>>

PR #4827, opened 2023-03-22
BaseTemplates.lua memory lazy evaluation

4z0t:
A magick file that contains 40k+ rows of data. And it is being unused during regular games without AI... 
The solution was to determine what parts of the file are the same and then use lazy evaluation to allocate data when needed. Attempt of using `lazyimport` wasn't successful because some AI mods were using that file, but it wasnt imported causing bugs.
~~Please dont ask anything about formatting.~~


Garanas:
> And it is being unused during regular games without AI...

The file is not loaded during non-ai games, all the imports were inlined

Garanas:
@relent0r I don't know how to confirm these changes, do you have a suggestion?

4z0t:
> The file is not loaded during non-ai games, all the imports were inlined

Whats the point then trying to optimize it?

relent0r:
So the AI reference these by using a named key for the type then a faction index that correlates to the table index.

I'll be honest I don't understand what 4z0t is doing here, looks like black magic. Perhaps Sprouto could give better input than me.

The testing that I think we'll want is from mods that go and manipulate the basetemplates file. From memory Draguns SCTA one does and likely others that add new structures.

4z0t:
I tested SCTA and it didnt error.

Garanas:
Closed this in favor of #4864 . In practice about 70% of the file was not referenced. We decided to just remove the unreferenced bits. As a consequence there are no similar base templates anymore

PR #4828, opened 2023-03-23
Change default explosions

BlackYps:
The default explosions have this strange fireball texture that look very odd and low quality.

I changed the texture and emitter settings for these explosions. Now they are still far from perfect, but at least they somewhat blend in with the rest of the effects and they don't stick out like a sore thumb anymore.


BlackYps:
Comparison of the old and new explosions. I recommend trying it out in an actual game to get a better feel for it.

https://user-images.githubusercontent.com/52536103/227250108-97bc5d0e-7f34-401e-9cb5-e3c527f3c0da.mp4

https://user-images.githubusercontent.com/52536103/227250252-c820db09-30d3-4cf2-8e51-1c90b5ffdfae.mp4

relent0r:
As someone who preferred the original scfa explosions these look great! The previous ones always looked like they were added from an older game. 

I noticed the Cybran Exp gunship seems to be missing its explosions now tho.

Garanas:
I like it 👍 , I'll have to look at a few more units over the next couple of days

BlackYps:
What do you mean with the original scfa explosions? Are they different?
The Soul Ripper uses the same effect blueprint, so the explosions changed to fire effects there as well. We could change it back if we think that the explosions look better than the fire. The same thing happens on the hoplite, but I think the new effects look better there. For the soul ripper I am undecided.

relent0r:
Yea the original ones are closer to what you've done now (but not as good obviously). I guess my description of them is more of a hot white energy explosion rather than the fireball type effects they replaced them with in faf etc. But each to their own.

On mine machine the soul ripper has an initial small death explosion but no effects as it kind of crumples to the ground. Maybe my graphics settings are impacting it. The monkey lord by comparison has great ones.

BlackYps:
Oh wow, you are right, the original explosions are very different. I always thought that they were always like this. I can't believe that somebody greenlighted to change the explosions to the ugly fireball version we had for so long!

Ah, you meant the death explosion, not the weapons firing. It's still there, but less noticable. The soulripper just uses the default explosions and the come in only three sizes. The soulripper is at an awkward size for this as the medium explosion is kind of too small for it. It's more noticable now as I tuned down the size of the fire in the medium explosion. It should probably have its own custom explosion as it is an experimental, but that is out of scope of this PR.

Garanas:
Just looked at the explosions in Steam FA - they are a lot better then what we have in production at the moment. No idea when this changed, I recall them being like this since I started playing. Definitely some grounds to gain here

Garanas:
@BlackYps I think a lot of units can do with custom explosions. Out of scope of this pull request as you state, but in general there's more to gain there

Garanas:
@BlackYps how did you change these emitters?

Garanas (approved):

Garanas:
@BlackYps I've merged this in because I think it is great on its own. But I'm sure we can achieve a lot more

BlackYps:
I dug around in the git history and apparently the explosions were changed in 2014.

I used the emitter tool as described here: https://wiki.faforever.com/en/Modding/Modding_Emitters
It's actually surprisingly easy to work with. The only thing that is a bit tedious is when you want to scale the whole thing, because there is no global scale and you have to change like four different values for this instead. It could actually be worthwhile to try to find someone to play around with it. In contrast to the PBR texture stuff this basically requires no prior knowledge, just some time and maybe an artistic eye.

Yes, we can indeed do a lot when we utilize the emitters more. RK4000 showed with his explosions mod that a lot is possible.

PR #4830, opened 2023-03-24
Migrate default path generation to Nav Mesh

relent0r:
Description of changes
This PR migrates all the default AI pathing to the NavMesh equivalent. While the code side is relatively small it is a major change from the AI perspective and it removes the path marker restrictions from maps. Assuming the NavMesh can auto generate the layers then the AI will work on the map. 
This PR has place holders for the pathing. I will convert it to the threat based equivalent when it is ready so this should not be merged in as is due to it not taking imap threat into account.

While doing this conversion I noticed there are alot of issues in the default AI code in relation to handling unpathable locations where the error handling is just missing. I'll be looking to resolve this when refactoring the individual platoon/behavior functions. 
My conclusion is that the default skirmish AI only has half implemented pathing.

Test setup for the changes
There are not special setup requirements. Simply start a skirmish AI game using the default AI's, pick a map (any map) and off you go.
Ideally we are looking to see that the AI's platoons and behaviours that use pathing (not all of them do..actually a surprising number don't). Engineers usually all use the pathing functions. Transports do. AttackForceAI platoons do and others.
As we refactor the existing platoon and behaviour functions I'll be adding pathing support to those that don't currenlt have it.


Garanas:
Are these functions used by other AIs that may not have the navigational mesh, such as Uveso AI?

Garanas:
If no other AI in active development uses these then I think it is fine to refurbish them like this

relent0r:
Closing as its a duplicate. See 4879 using the most recent codebase.

PR #4832, opened 2023-03-25
AI Reclaim Platoon leveraging ReclaimGrid

relent0r:
### Description of changes

This PR adds a reclaim platoon for the default AI leveraging the reclaim grid. Currently a draft to look at what metrics might be missing from the reclaim grid and how to improve the basic concepts of AI reclaiming.
Currently it consist of a build condition and a platoon function.

Known issues.
- [ ] The AI will try to search outside the playable area, this can be resolved by having a min and max cell number against the grid parent class. (platoon is using placeholders that will not work on maps like fields of isis)
- [x] The ToWorldSpace function is only returning x and z. This requires more effort to get the 'actual' position. Ideally this function will return a vec3 position rather than what it does now.
- [x] The AI will assign multiple engineers to reclaim from the same cell when it is not required. Ideally there will be a method of recording which engineers are currently assigned to which cells. Because the reclaim grid is shared then it can't be done against it. Needs a per brain solution. I can make one but would like Jips opinion if he has a better option.
- [x] Engineers are not staying safe while moving to positions. Needs more logic for running from enemies, reclaiming enemy engineers etc
- [x] Engineers are not opportunistically building extractors as mass points that are close by.
- [x] Engineers will not use manually reclaim, only attack move.
- [ ] Loop is time limited to avoid strange issues rather than reclaim based. Pros n Cons.
- [ ] Engineers don't understand if reclaim is unreachable beyond if the cell is pathable to.
- [x] Engineers are not intelligent about where they are looking, they are just using a spiral from where they are now. I'm open to ways of improving that search methodology. It looks wrong but I'm not sure how to make it better.
- [x] Engineers are not grabbing reclaim on the way to the cell position, just moving.

### Test setup for the changes
Start an AI skirmish with the default AI. If the AI has reclaim around its base it will begin assigning engineers to reclaim. Use the reclaim grid debug tools dont by Jip to keep an eye on reclaim data.


Garanas:
@relent0r As discussed: new queries for the reclaim grid! They are all local to a position in grid space. You can use `ToCellIndices` to convert from world space to grid space. The radius is the same radius that you would give to iMAP-related functions. There is no predicate required, the functions work with the mass value of a cell. That is what matters most when we talk about reclaim.

- `MaximumInRadius`: given a radius and a position, retrieves the most valuable cell
- `FilterInRadius`: given a radius and a position, retrieves all cells that meet the threshold
- `FilterAndSortInRadius`: given a radius and a position, retrieves all cells that meet the threshold and sorts them from high value to low value

The debug thread is extended. It constantly searches for the maximum cell in a radius of 1. The cell that has the most value is drawn as blue. It also constantly searches for cells in a radius of 1 with a value of 500 or more. Those are drawn from white to grey (most to least valuable) with two lines, instead of one.

image

image

Garanas:
@relent0r I've updated your platoon function. I've added comments specifically for you. You can find them by searching for `@Relent0r` . If you have questions specific for me then I suggest to respond with a comment that says `@Jip` - I can respond to that accordingly again with `@Relent0r`

Garanas:
@relent0r I've updated the description of the pull request to use Markdown checkboxes. The syntax is: `- [ ]` for unchecked and `- [x]` for checked

relent0r:
Small note, there is still a requirement for mix/max cell properties on the grid to remain in playable area but the functionality is generally complete.

relent0r:
@Garanas are you able to give a review when you have time.

lua/editor/MiscBuildConditions.lua
```diff
@@ -357,5 +357,37 @@ function WaterMassMarkersPresent(aiBrain)
...
+    end
+
+    -- no need to reclaim when we have too much mass
+    if aiBrain:GetEconomyStoredRatio("MASS") > 0.7 then
+        return false
+    end
+
+    -- no need to reclaim when there's nothing around us to reclaim
+    local bx, bz = gridReclaim:ToGridSpace(manager.Location[1], manager.Location[3])
+    local maximumCell = gridReclaim:MaximumInRadius(bx, bz, 3)
```
relent0r, line 384: Set the radius dynamically else you may have engineers ranging too far on some maps in the early game and not far enough in the late game. e.g on a 20km map 3 rings might mean that you have a reclaim engineer venturing off a long way to get some reclaim when it would have been better utilized in the base in those first 5 minutes. Tho its very map dependant.

Garanas:
@relent0r I've merged these changes in, the current solution is not perfect but there's too many changes here that I'd like to use in other changes too.

One issue I also noticed is this situation:

image

Instead of reclaiming, the AI prefers to (constantly) re-build a tech 1 extractor. There's more value to gain here when it would just reclaim and delay the construction of the extractor

relent0r:
> 

For that particular engineer, its goal is to catch mass points that are out in the field rather than close to the base as otherwise you'll see engineers out there reclaiming and leaving masspoints uncapped while an engineer from the main base spends a few minutes trundling out to build it. We need to cut down on the masspoint candidates offered to the engineer (right now its all points on the map) before adding more logic to the decision making process. Hopefully we can leverage navmesh for this (its got other applications like raiding) to help with this as I'd like to implement pathing as well.

Yea there are certainly a few things that will pop out over testing. But as they say perfect is the enemy of finished :) Lucky we haven't tuned the AI yet as this will create a butterfly effect due to the economy swings it'll create.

<<

● **Prompt**: Write down exactly every line of the material above up to and including the line containing "A magick file".

● **Response below**:
PR #4827, opened 2023-03-22
BaseTemplates.lua memory lazy evaluation

4z0t:
A magick file that contains 40k+ rows of data. And it is being unused during regular games without AI... 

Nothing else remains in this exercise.